**Task details:** Retype the records below so that each one matches exactly.

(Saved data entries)
****************************************
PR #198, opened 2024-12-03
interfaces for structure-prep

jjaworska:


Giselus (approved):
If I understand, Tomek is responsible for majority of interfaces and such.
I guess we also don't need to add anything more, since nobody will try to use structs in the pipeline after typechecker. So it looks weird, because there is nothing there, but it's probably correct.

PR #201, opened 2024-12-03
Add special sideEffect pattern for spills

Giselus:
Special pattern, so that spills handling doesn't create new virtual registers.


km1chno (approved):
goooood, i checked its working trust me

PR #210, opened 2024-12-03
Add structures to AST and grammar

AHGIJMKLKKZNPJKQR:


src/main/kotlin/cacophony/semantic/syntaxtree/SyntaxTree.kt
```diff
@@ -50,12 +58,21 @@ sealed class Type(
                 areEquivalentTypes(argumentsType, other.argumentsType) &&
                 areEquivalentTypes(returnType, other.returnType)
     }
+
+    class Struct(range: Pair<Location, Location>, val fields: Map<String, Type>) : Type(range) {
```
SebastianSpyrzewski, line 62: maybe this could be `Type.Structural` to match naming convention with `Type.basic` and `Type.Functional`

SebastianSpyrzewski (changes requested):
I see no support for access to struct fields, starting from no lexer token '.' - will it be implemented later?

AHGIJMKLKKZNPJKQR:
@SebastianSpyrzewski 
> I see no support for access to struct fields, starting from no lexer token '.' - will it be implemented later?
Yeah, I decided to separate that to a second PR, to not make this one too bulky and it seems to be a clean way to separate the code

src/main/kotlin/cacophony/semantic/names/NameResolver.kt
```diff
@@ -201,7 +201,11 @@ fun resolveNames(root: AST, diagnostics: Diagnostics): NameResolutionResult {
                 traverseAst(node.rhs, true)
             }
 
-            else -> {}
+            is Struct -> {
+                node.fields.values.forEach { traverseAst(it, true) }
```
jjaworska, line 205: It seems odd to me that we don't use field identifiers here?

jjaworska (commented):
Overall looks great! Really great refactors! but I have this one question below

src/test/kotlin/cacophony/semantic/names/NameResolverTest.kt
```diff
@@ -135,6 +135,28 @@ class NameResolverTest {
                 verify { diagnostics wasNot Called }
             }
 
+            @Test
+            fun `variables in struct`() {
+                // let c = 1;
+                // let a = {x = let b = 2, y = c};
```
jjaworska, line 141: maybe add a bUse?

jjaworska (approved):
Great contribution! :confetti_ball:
****************************************
**Answer box:**
PR #198, opened 2024-12-03
interfaces for structure-prep

jjaworska:


Giselus (approved):
If I understand, Tomek is responsible for majority of interfaces and such.
I guess we also don't need to add anything more, since nobody will try to use structs in the pipeline after typechecker. So it looks weird, because there is nothing there, but it's probably correct.

PR #201, opened 2024-12-03
Add special sideEffect pattern for spills

Giselus:
Special pattern, so that spills handling doesn't create new virtual registers.


km1chno (approved):
goooood, i checked its working trust me

PR #210, opened 2024-12-03
Add structures to AST and grammar

AHGIJMKLKKZNPJKQR:


src/main/kotlin/cacophony/semantic/syntaxtree/SyntaxTree.kt
```diff
@@ -50,12 +58,21 @@ sealed class Type(
                 areEquivalentTypes(argumentsType, other.argumentsType) &&
                 areEquivalentTypes(returnType, other.returnType)
     }
+
+    class Struct(range: Pair<Location, Location>, val fields: Map<String, Type>) : Type(range) {
```
SebastianSpyrzewski, line 62: maybe this could be `Type.Structural` to match naming convention with `Type.basic` and `Type.Functional`

SebastianSpyrzewski (changes requested):
I see no support for access to struct fields, starting from no lexer token '.' - will it be implemented later?

AHGIJMKLKKZNPJKQR:
@SebastianSpyrzewski 
> I see no support for access to struct fields, starting from no lexer token '.' - will it be implemented later?
Yeah, I decided to separate that to a second PR, to not make this one too bulky and it seems to be a clean way to separate the code

src/main/kotlin/cacophony/semantic/names/NameResolver.kt
```diff
@@ -201,7 +201,11 @@ fun resolveNames(root: AST, diagnostics: Diagnostics): NameResolutionResult {
                 traverseAst(node.rhs, true)
             }
 
-            else -> {}
+            is Struct -> {
+                node.fields.values.forEach { traverseAst(it, true) }
```
jjaworska, line 205: It seems odd to me that we don't use field identifiers here?

jjaworska (commented):
Overall looks great! Really great refactors! but I have this one question below

src/test/kotlin/cacophony/semantic/names/NameResolverTest.kt
```diff
@@ -135,6 +135,28 @@ class NameResolverTest {
                 verify { diagnostics wasNot Called }
             }
 
+            @Test
+            fun `variables in struct`() {
+                // let c = 1;
+                // let a = {x = let b = 2, y = c};
```
jjaworska, line 141: maybe add a bUse?

jjaworska (approved):
Great contribution! :confetti_ball:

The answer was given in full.